RABAT • Morocco's King Mohammed VI has appointed billionaire fuel tycoon Aziz Akhannouch as prime minister after his party came first in parliamentary elections this past week.
Mr Akhannouch, a former agriculture minister, is one of Morocco's richest men with an estimated fortune of US$2 billion (S$2.68 billion).
He has led the liberal National Rally of Moroccan Independents (RNI) party since 2016, and declared the results of the elections as "a victory for democracy, its spirit and its rules".
On Wednesday, RNI won 102 of the 395 seats in Parliament as the vote share of the moderate Islamist Justice and Development Party (PJD) that had been the biggest in the previous two elections collapsed.
Under reforms introduced in 2011, the king picks the prime minister from the largest party in Parliament but retains veto power over Cabinet members. In recent years, the king has taken back more powers within the palace walls, analysts say.
RNI is seen as close to the royal establishment and Mr Akhannouch said in a speech after the election results were declared that he would "implement his majesty's vision".
Mr Akhannouch, whose holding company operates in the fuel and gas distribution business and was targeted by a consumer boycott campaign in 2018 over prices, has pushed RNI as a champion of social and economic reforms.
The RNI has promised to create one million jobs to boost the economy's recovery after the coronavirus pandemic, expand health insurance, increase teacher salaries and provide a guaranteed pension for the elderly.
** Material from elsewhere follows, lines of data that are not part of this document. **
PR #3269, opened 2026-07-28
fix(git-diff): emit hunk lines at column 0 so `^-` anchors again

iliaal:
A grep anchored to the start of a line finds nothing in `rtk git diff` output:

```
raw:  git diff | grep -c "^-"   -> 3
rtk:  git diff | grep -c "^-"   -> 0
```

`compact_diff` indents every hunk-body line two spaces to nest it under the filename (`format!("  {}", line)`), which moves the content off column 0 and breaks the `^` anchor.

Two things worth stating precisely, because both were initially diagnosed wrong on our side:

- **Nothing is dropped.** The content is on screen the whole time, and `--stat` plus the per-file `+N -M` tally report accurately. `grep -c DELETED_LINE_A` (unanchored) returns 1 both raw and filtered. It is a rendering issue, not data loss.
- **It is not deletion-specific.** `^+` breaks identically — measured raw `^-`=3 / `^+`=2 versus rtk `^-`=0 / `^+`=0. There is no `+`/`-` asymmetry.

It must now build a governing coalition that can command a parliamentary majority of at least 198 seats.
The next-largest party after Wednesday's vote was the Authenticity and Modernity Party, which is also liberal and pro-establishment, with 86 seats.
The former ruling party PJD, whose leader Saad Dine El Otmani had been prime minister since 2017, has complained of violations in the elections, including what it said was vote buying by rivals.
However, after securing only 13 seats compared to 125 in 2016 it has said it will go into opposition and not seek to join the next governing coalition. Mr Otmani and some other senior members have resigned their party posts.
Morocco's economy is expected to grow 5.8 per cent after contracting by 6.8 per cent last year under the combined impact of the coronavirus pandemic and droughts.